Nor was thy stile wholly compos'd of Groves,
Or the soft straines of Shepheards and their Loves;
When thou wouldst Comick be, each smiling birth
In that kinde, came into the world all mirth,
All point, all edge, all sharpnesse; we did sit
Sometimes five Acts out in pure sprightfull wit,
Which flowed in such true salt, that we did doubt
In which Scene we laught most two shillings out.

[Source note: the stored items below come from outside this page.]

PR #3374, opened 2026-09-14
unpriv: untag text that is not a hardware normative rule

davidharrishmc:
Removes normative-rule tags from unprivileged-spec text that is not a hardware
requirement: what compiled software does in a prologue/epilogue, assembler syntax,
extension-introduction prose, NOTE consequences of rules stated elsewhere, and RVWMO
scope caveats.

Where a region mixed software guidance with a rule the anchor is trimmed rather than
deleted, so the rule survives (`fence_cons_ok`, `csr_fence_ordering`).

`lr_sc_aq_rl_software_rule` is **dropped**, not trimmed. Both halves address software,
and the half that reads like a rule — "`lr.rl` and `sc.aq` instructions are not
guaranteed to provide any stronger ordering than those with both bits clear" — withholds
a guarantee rather than imposing a requirement. It does not forbid stronger ordering, so
no implementation can fail to comply with it.

The four RVWMO PPO category labels ("Overlapping-Address Orderings", "Explicit
Synchronization", "Syntactic Dependencies", "Pipeline Dependencies") are untagged. They
are bullet headings; each numbered condition below them is already a complete clause, and
the antecedent they share ("…and any of the following hold:") is tagged separately as
`rvwmo_ppo_lead-in`. They were tags of the single `rvwmo_ppo` rule and never rule names.

Deliberately **not** untagged: `ee_impl_flex` and `NTL_trap_behavior`, which back
implementation-defined behaviours — hedged phrasing is what those look like. Also kept
`zk_scalar_xreg_op` (the 2-read-1-write constraint is an architectural property, not an
introduction) and the `xlen_definition` / `base_integer_variants` definitions.

Rules 3307 → 3296. No visible text changes — anchors and YAML only.

**Downstream:** this PR deletes rule names that `riscv-arch-test`'s
`coverpoints/norm/*.yaml` reference by string. Every deletion is recorded, with the
affected downstream file, in the old→new map kept alongside this work.


davidharrishmc (commented):
These look reasonable to me.

jordancarlin (approved):

PR #3375, opened 2026-09-14
priv: make tagged regions self-contained and split multi-rule tags

davidharrishmc:
Stacked on #3373 — the first commit here is that PR; review the last two commits.

**Self-contained clauses.** Several tags covered two-to-four-word fragments
(`mnepc_acc` = "read-write register", `Sv39_pte_sz` = "eight bytes each",
`Svnapot_pte_N` = "N=1"). The sentence had been chopped up only to obtain separate
`sz`/`acc`/`op` rules. Each is now one anchor over the whole sentence with the rule
names preserved through the many-to-one YAML form the machine chapter already uses
(`mvendorid_sz_acc_op`). `mml_truth_table` moves off the sentence announcing the
table and onto the table itself.

**Splits.** Tags that bundled unrelated requirements are split at sentence
boundaries so each rule can be cited and tested on its own — `mstatus.TVM` into
`_warl`/`_op`/`_acc` to match TW and TSR, `hstatus.VGEIN` into four, the
`sstatus.SDT` double-trap paragraph into six, `satp` MODE=Bare into three, senvcfg
`CBZE`/`CBCFE`/`CBIE` each into three or four.

Rules 3277 → 3324. No visible text changes — anchors and YAML only.


davidharrishmc (commented):
I have reviewed these edits and find them reasonable.

src/priv/svpbmt.adoc
```diff
@@ -81,13 +81,13 @@ optimizations will likely improve performance when applied with adequate
...
+When Svpbmt is used with non-zero PBMT encodings, it is possible for
 multiple virtual aliases of the same physical page to exist
 simultaneously with different memory attributes. It is also possible for
 a U-mode or S-mode mapping through a PTE with Svpbmt enabled to observe
 different memory attributes for a given region of physical memory than a
 concurrent access to the same page performed by M-mode or when
-MODE=Bare. In such cases,
+MODE=Bare. [#norm:Svpbmt_aliasing_attribute]#In such cases,
 the behaviors dictated by the attributes
 (including coherence, which is otherwise unaffected) may be violated.#
```
jordancarlin, line 92: This change got carried over from a previous PR. Revert. The rule becomes impossible to understand without knowing what case it is referring to.

src/priv/supervisor.adoc
```diff
@@ -1057,15 +1051,14 @@ Implementations are not required to support all MODE settings, and if
 `satp` is written with an unsupported MODE, the entire write has no
 effect; no fields in `satp` are modified.
 
-[[norm:asidlen]]
-The number of ASID bits is UNSPECIFIED and may be zero. The number of implemented
+[#norm:asidlen]#The number of ASID bits is UNSPECIFIED and may be zero.# [#norm:asidlen_discovery]#The number of implemented
 ASID bits, termed _ASIDLEN_, may be determined by writing one to every
 bit position in the ASID field, then reading back the value in `satp` to
-see which bit positions in the ASID field hold a one. The
+see which bit positions in the ASID field hold a one.# [#norm:asid_lsb_first]#The
```
jordancarlin: `asidlen_discovery` seems like a software hint, not a normative rule.

src/priv/svpbmt.adoc
davidharrishmc: Reverted in 15de878d: the tag covers the whole paragraph again, as on main. The same fix is on #3377, #3379 and #3384.

src/priv/supervisor.adoc
davidharrishmc: Agreed. Untagged, and removed the rule definition. Also applied to #3377, #3379 and #3384.

jordancarlin (approved):

PR #3376, opened 2026-09-14
unpriv: split tags that carry several independent rules

davidharrishmc:
Stacked on #3374 — the first commit here is that PR; review the last commit.

Tags that bundled unrelated requirements are split at sentence boundaries so each
rule can be cited and tested on its own: the cache-block size / discovery / uniformity
rules in `cmo`, the `frm` and `fflags` field placements in `f-st-ext` (previously
buried in one paragraph about assembler pseudoinstructions), the V-on-F/D dependency
versus the supported reductions, `Zcmt_fetch`'s three requirements, and `jvt_op`'s
four — including promoting the implementation-defined set of legal `jvt` values to a
proper `impl-def-behavior` rule.

Rules 3296 → 3306. No visible text changes — anchors and YAML only.

Two findings are **not done in this stack at all**, and are recorded as open rather
than deferred: `h_trans_cache` (`cmo.adoc:478`, the anchor still covers only the lead-in)
and the CBO pseudocode blocks (`cmo.adoc:545/599/627`). Both need new anchors on a
figure or a listing rather than a split. One is blocked outright: `csr_side_effects` (`zicsr.adoc:121`) should move onto the table at
92–119, but that table already carries the `[[csrsideeffects]]` xref id and a second
block anchor would replace it.


davidharrishmc (commented):
Looks reasonable to me.

src/unpriv/f-st-ext.adoc
```diff
@@ -45,16 +45,15 @@ into integer register _rd_. insn:fscsr[] swaps the value in csr:fcsr[] by copyin
...
+for these accesses.# [#norm:frm_sz_acc_op]#The insn:frrm[] instruction reads the Rounding Mode field
 csr:frm[] (csr:fcsr[] bits 7{endash}5) and copies it into the least-significant three bits of
-integer register _rd_, with zero in all other bits. insn:fsrm[] swaps the value in
+integer register _rd_, with zero in all other bits.# [#norm:fsrm_op]#insn:fsrm[] swaps the value in
 csr:frm[] by copying the original value into integer register _rd_, and then
 writing a new value obtained from the three least-significant bits of integer
-register _rs1_ into csr:frm[]. insn:frflags[] and insn:fsflags[] are defined analogously for the
-Accrued Exception Flags field csr:fflags[] (csr:fcsr[] bits 4{endash}0).
+register _rs1_ into csr:frm[].# [#norm:fflags_sz_acc_op]#insn:frflags[] and insn:fsflags[] are defined analogously for the
+Accrued Exception Flags field csr:fflags[] (csr:fcsr[] bits 4{endash}0).#
```
jordancarlin: There is significant overlap here with #3310. I recommend reverting the changes to this paragraph and let's get that PR merged instead.

jordancarlin (approved):

PR #289, opened 2015-12-02
Fix core crash: assert to double taking mutex

AGritsevich:
SDL crashed when trying got mutex in sub method. Change normal mutex to recursive to fix this problem.
Fixes: [APPLINK-19317](https://adc.luxoft.com/jira/browse/APPLINK-19317)

### DIFF
--- a/src/components/security_manager/src/ssl_context_impl.cc
+++ b/src/components/security_manager/src/ssl_context_impl.cc
@@ -50,8 +50,6 @@ CryptoManagerImpl::SSLContextImpl::SSLContextImpl(SSL *conn, Mode mode)
     bioIn_(BIO_new(BIO_s_mem())),
     bioOut_(BIO_new(BIO_s_mem())),
     bioFilter_(NULL),
-    //recursive mutex
-    bio_locker(true),
     // TODO(EZamakhov): get MTU by parameter (from transport)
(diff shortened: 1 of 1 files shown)


AGritsevich:
Please review: @pestOO , @AGaliuzov

pestOO:
Reviewed

AGaliuzov:
The usage of recursive mutex looks like workaround. Do you now a really reason why SDL lock this mutex twice? Maybe better to fix this instead of masking problem with recursive mutex

anosach-luxoft:
+1 to remove recursive mutex

AGritsevich:
Anyway it's way cheap and fast.

AGritsevich:
Ok, I'll try to find real problem. Thank you for opinion.

AGritsevich:
I removed recursive mutex and just make minimal scope for automutex. I hope you'll like it!
Please review @pestOO, @AGaliuzov, @anosach-luxoft.

anosach-luxoft:
:+1:

AGritsevich:
@anosach-luxoft, I don't think so.

anosach-luxoft:
@AGritsevich, you shouldn't think about it :smile: You have to be sure.

AGritsevich:
I'm sure.

PR #291, opened 2015-12-04
Feature/conditions for sdl to send play tone param via speak request to hmi

dtrunov:
Removed PlayTone notification to HMI.
Moved this parameter to TTS.Speak.


src/components/application_manager/src/commands/mobile/alert_request.cc
```diff
@@ -359,34 +360,22 @@ void AlertRequest::SendSpeakRequest(int32_t app_id) {
   using namespace smart_objects;
   // crate HMI speak request
   SmartObject msg_params = smart_objects::SmartObject(SmartType_Map);
-
-  msg_params[hmi_request::tts_chunks] =
-      smart_objects::SmartObject(SmartType_Array);
-  msg_params[hmi_request::tts_chunks] =
-    (*message_)[strings::msg_params][strings::tts_chunks];
+  if ((*message_)[strings::msg_params].keyExists(strings::tts_chunks) &&
```
AGaliuzov: You check the same value twice, maybe it worth to cache this value?

dtrunov: I applied your suggestion. Please make merging.

src/components/interfaces/HMI_API.xml
```diff
@@ -2199,15 +2199,6 @@
         <description>Must be true if supported</description>
       </param>
     </function>
```
pestOO: xml version?

dtrunov: What did you mean?

PR #303, opened 2015-12-22
Hotfix/remove redundant test main

OHerasym:
Deleted redundant main test files, deleted unused test directory, moved tests to 3rd-party-static & tools/test. 

Related:
             APPLINK-20109


OHerasym:
Please review: @malirod, @AByzhynar , @Kozoriz, @VVeremjova

malirod:
I see two huge commits with the same messages. I think this is not right. Squash them.
I see that deleted 9162 lines, and added only 28. Is this correct? Are you sure that it's right to delete all those files?

AByzhynar:
Reviewed

OHerasym:
@malirod , Yes, all files were in test folder (not used now). Same things are already changed in develop branch, I just do same task in master. Two commits have different commit messages, they have same title. One commit delete files. Second commit add files to tools/test/ & 3rd-party-static/test/.
Is it will be correct squash them?

malirod:
I've looked briefly these commits and I cannot see any logic in them. So I think it's ok to squash. This way we would have one huge "illogical" commit.

OHerasym:
@malirod , Done

malirod:
Reviewed

malirod:
@OHerasym, I have doubts that you've done  the right thing with this PR. As far as I understand the APPLINK-20109, your task was to choose one file from two available and delete it. I don't think that deletion of the big amount of tests is the right way to go.
Even if it's ok to delete those tests (this should be confirmed by someone), I propose to split this PR into two. One will resolve the APPLINK-20109. And another will drop redundant tests(if requred).

VVeremjova:
policy_table_validator should be also moved in tools

OHerasym:
@malirod , @VVeremjova , Added policy_table_validator. Created 3 commits:
 1)Remove reduntant test main files.
2) Add tests in tools & 3rd-party-static.
3) Delete unused folder test

Kozoriz:
Reviewed

VVeremjova:
Reviewed

malirod:
Reviewed

PR #315, opened 2016-01-06
Fix putting NAVI non-media app in BACKGROUND with a second media app

asenkk:
According to the requirements (APPLINK-8531), SDL must support the apps
of the following AppHMIType to be in LIMITED at one and the same time:
MEDIA media, NAVIGATION non-media, COMMUNICATION non-media. But because
of a bug, when activating a second MEDIA media app, the previously activated
NAVIGATION non-media app was put from LIMITED to BACKGROUND. It should
stay in LIMITED.
The fix is taken from CustomSDL/sdl_panasonic/develop(451042b4)
'APPLINK-13597 Buxfix in StateCtrl'.

Fixes: APPLINK-20258

### DIFF
--- a/src/components/application_manager/src/state_controller.cc
+++ b/src/components/application_manager/src/state_controller.cc
@@ -66,29 +66,56 @@ void StateController::HmiLevelConflictResolver::operator ()
   using namespace mobile_apis;
   using namespace helpers;
   DCHECK_OR_RETURN_VOID(state_ctrl_);
-  if (to_resolve == applied_)
-    return;
-  if (Compare<HMILevel::eType, EQ, ONE>(state_->hmi_level(),
-                                        HMILevel::HMI_FULL,
-                                        HMILevel::HMI_LIMITED)) {
-    HmiStatePtr cur_state = to_resolve->RegularHmiState();
-    if (Compare<HMILevel::eType, EQ, ONE>(cur_state->hmi_level(),
-                                          HMILevel::HMI_FULL,
-                                          HMILevel::HMI_LIMITED)) {
-      if (applied_->IsAudioApplication() && state_ctrl_->IsSameAppType(applied_, to_resolve)) {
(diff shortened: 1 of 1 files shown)


asenkk:
@pestOO , @AGaliuzov , @LuxoftAKutsan please review

AGaliuzov:
Seems fine to me

AGaliuzov:
reviewed

src/components/application_manager/src/state_controller.cc
```diff
@@ -66,29 +66,56 @@ void StateController::HmiLevelConflictResolver::operator ()
...
-        LOG4CXX_DEBUG(logger_, "HMI level will be changed for application with appID="
-                      <<to_resolve->app_id());
-        state_ctrl_->SetupRegularHmiState(to_resolve, HMILevel::HMI_LIMITED,
-                     AudioStreamingState::AUDIBLE);
-      } else {
-        LOG4CXX_DEBUG(logger_, "HMI will not be changed level for application with appID="
-                      <<to_resolve->app_id());
-      }
-    }
+  if (to_resolve == applied_) return;
```
pestOO: Add logging for this return case.
And use brackets according to gstyle

pestOO:
Please, update unittests for this changes/fix

LuxoftAKutsan:
Кумшуцув

src/components/application_manager/src/state_controller.cc
asenkk: This code is copy/paste from CustomSDL/sdl_panasonic/develop(451042b). May be it is better to keep it the same for future comparison.
Also this return is about skipping the current app and updating all others. It is called in a cycle over all apps. This is not really a special case - the purpose is to update the other apps.

AGaliuzov:
@pestOO, I suggest to keep this code as close to the PASA implementation as possible.
Since there is the branch with state controller which should be merged in the nearest feature.
And I want to keep this merged as easy as possible. Also this branch contain all required UT.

Shakespeare to thee was dull, whose best jest lyes
I'th Ladies questions, and the Fooles replyes;
Old fashioned wit, which walkt from town to town
In turn'd Hose, which our fathers call'd the Clown;
Whose wit our nice times would obsceannesse call,
And which made Bawdry passe for Comicall:

Nature was all his Art, thy veine was free
As his, but without his scurility;
From whom mirth came unforced, no jest perplext,
But without labour cleane, chast, and unvext.
Thou wert not like some, our small Poets who
Could not be Poets, were not we Poets too;
Whose wit is pilfring, and whose veine and wealth
In Poetry lyes meerely in their stealth;
Nor didst thou feele their drought, their pangs, their qualmes,
Their rack in writing, who doe write for almes,
Whose wretched Genius, and dependent fires,
But to their Benefactors dole aspires.
Nor hadst thou the sly trick, thy selfe to praise
Under thy friends names, or to purchase Bayes
Didst write stale commendations to thy Booke,
Which we for
Beaumonts or Ben. Johnsons tooke:
That debt thou left'st to us, which none but he
Can truly pay,
Fletcher, who writes like thee.

William Cartwright.

On Mr FRANCIS BEAUMONT (then newly dead.)

He that hath such acutenesse, and such witt,
As would aske ten good heads to husband it;
He that can write so well that no man dare
Refuse it for the best, let him beware:

BEAUMONT is dead, by whose sole death appeares,
Witt's a Disease consumes men in few yeares.

RICH. CORBET. D.D.

To Mr FRANCIS BEAUMONT (then living.)

How I doe love thee BEAUMONT, and thy Muse,
That unto me do'st such religion use!
How I doe feare my selfe, that am not worth
The least indulgent thought thy pen drops forth!
At once thou mak'st me happie, and unmak'st;
And giving largely to me, more thou tak'st.
What fate is mine, that so it selfe bereaves?
What art is thine, that so thy friend deceives?
When even there where most than praisest me,
For writing better, I must envy thee.